[Saved entries]

'''

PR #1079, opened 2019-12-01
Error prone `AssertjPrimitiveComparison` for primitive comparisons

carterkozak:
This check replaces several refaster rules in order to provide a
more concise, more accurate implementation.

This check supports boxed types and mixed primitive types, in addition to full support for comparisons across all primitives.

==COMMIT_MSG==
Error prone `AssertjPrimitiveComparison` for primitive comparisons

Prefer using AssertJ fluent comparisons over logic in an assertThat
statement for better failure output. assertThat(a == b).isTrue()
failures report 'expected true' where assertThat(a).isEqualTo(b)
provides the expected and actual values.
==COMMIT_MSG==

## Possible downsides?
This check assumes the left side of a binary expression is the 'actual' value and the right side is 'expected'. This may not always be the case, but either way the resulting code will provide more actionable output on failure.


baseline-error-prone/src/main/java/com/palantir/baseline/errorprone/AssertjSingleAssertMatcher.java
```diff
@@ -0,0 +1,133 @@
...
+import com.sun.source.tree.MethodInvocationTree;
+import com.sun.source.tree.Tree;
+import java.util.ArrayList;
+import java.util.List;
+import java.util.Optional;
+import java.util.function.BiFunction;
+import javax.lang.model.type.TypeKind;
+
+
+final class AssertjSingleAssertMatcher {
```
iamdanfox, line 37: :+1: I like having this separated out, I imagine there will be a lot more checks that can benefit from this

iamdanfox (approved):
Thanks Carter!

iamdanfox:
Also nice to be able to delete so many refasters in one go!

'''
'''

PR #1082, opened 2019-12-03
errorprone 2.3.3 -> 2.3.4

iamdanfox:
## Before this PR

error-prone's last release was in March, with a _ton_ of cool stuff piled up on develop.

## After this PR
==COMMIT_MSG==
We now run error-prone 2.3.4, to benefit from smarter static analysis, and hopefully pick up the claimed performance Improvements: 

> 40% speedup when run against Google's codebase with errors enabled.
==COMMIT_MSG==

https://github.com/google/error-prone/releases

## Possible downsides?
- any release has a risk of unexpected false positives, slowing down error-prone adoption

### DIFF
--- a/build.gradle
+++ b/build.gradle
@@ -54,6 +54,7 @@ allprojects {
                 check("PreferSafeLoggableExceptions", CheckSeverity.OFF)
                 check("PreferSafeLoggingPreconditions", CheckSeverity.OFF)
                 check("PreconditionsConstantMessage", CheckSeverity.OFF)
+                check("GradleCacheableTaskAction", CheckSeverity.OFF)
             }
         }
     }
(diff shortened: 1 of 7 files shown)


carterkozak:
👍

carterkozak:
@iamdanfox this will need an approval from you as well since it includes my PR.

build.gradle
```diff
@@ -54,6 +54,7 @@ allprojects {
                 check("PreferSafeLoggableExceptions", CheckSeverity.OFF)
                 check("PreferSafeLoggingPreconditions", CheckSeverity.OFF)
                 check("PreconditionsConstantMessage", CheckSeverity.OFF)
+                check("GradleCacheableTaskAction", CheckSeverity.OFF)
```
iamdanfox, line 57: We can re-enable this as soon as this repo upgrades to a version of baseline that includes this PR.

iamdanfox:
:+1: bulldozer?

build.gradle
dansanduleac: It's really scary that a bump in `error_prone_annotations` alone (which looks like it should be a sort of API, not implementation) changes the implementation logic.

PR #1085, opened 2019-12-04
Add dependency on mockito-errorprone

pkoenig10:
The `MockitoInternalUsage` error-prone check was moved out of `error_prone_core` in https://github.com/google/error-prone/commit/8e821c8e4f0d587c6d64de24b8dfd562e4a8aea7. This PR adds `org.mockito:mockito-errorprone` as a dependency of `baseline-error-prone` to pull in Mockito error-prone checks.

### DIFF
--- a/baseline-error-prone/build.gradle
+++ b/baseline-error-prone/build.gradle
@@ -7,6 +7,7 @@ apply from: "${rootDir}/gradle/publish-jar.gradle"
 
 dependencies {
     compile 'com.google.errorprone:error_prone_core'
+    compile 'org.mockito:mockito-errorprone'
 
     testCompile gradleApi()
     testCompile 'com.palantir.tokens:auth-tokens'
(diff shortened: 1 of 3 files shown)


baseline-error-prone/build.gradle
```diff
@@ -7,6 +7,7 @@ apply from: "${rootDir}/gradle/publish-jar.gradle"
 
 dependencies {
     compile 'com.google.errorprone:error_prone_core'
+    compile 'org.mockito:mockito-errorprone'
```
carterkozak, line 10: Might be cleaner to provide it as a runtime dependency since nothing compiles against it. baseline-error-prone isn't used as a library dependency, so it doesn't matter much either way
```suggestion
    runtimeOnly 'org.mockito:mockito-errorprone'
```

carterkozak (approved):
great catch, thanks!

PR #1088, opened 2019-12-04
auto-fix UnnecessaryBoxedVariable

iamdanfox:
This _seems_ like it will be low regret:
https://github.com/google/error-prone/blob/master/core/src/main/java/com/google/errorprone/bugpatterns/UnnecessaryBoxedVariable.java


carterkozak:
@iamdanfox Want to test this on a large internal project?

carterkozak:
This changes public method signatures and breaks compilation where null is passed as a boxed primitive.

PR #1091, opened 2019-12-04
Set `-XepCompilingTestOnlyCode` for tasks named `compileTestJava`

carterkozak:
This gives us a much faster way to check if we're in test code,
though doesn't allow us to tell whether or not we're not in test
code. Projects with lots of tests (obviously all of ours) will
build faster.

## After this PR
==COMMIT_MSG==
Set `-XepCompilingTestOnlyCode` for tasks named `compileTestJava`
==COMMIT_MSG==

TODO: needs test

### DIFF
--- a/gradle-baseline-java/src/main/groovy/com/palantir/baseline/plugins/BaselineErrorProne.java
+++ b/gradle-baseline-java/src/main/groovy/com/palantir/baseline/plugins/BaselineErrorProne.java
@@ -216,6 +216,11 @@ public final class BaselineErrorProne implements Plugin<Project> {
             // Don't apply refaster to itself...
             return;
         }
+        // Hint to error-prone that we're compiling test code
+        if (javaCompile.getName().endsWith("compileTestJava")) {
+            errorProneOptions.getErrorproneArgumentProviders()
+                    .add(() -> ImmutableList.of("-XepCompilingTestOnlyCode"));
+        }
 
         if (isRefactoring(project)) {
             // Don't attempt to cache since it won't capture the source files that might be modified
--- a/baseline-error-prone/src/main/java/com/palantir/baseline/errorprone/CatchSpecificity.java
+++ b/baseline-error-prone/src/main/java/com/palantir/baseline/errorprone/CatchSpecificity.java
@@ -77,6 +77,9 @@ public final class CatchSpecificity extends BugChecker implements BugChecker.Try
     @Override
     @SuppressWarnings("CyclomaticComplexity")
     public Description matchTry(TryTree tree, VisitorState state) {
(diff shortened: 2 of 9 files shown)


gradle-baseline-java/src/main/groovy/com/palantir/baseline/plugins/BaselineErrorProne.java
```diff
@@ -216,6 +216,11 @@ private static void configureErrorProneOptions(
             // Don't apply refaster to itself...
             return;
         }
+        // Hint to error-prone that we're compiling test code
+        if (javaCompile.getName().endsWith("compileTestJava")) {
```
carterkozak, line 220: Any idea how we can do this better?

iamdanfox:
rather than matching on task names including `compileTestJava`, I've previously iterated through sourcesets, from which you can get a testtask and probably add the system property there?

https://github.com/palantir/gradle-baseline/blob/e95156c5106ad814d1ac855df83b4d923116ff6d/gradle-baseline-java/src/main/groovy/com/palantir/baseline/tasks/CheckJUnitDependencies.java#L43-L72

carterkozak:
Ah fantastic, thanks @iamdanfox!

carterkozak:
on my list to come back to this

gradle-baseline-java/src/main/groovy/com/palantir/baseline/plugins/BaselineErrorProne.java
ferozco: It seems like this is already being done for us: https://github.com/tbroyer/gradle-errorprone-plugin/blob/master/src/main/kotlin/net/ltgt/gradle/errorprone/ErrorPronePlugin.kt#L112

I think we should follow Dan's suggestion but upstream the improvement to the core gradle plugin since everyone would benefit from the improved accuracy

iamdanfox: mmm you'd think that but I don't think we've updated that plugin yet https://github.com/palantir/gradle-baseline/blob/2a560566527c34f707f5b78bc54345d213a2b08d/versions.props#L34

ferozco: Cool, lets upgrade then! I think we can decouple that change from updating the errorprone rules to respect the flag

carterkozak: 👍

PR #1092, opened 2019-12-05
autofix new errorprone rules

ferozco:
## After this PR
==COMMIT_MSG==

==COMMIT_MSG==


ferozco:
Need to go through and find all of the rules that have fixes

'''

# Assigned task
Search the records for the word "against" and copy out every line that holds it.

# Your response
> 40% speedup when run against Google's codebase with errors enabled.
carterkozak, line 10: Might be cleaner to provide it as a runtime dependency since nothing compiles against it. baseline-error-prone isn't used as a library dependency, so it doesn't matter much either way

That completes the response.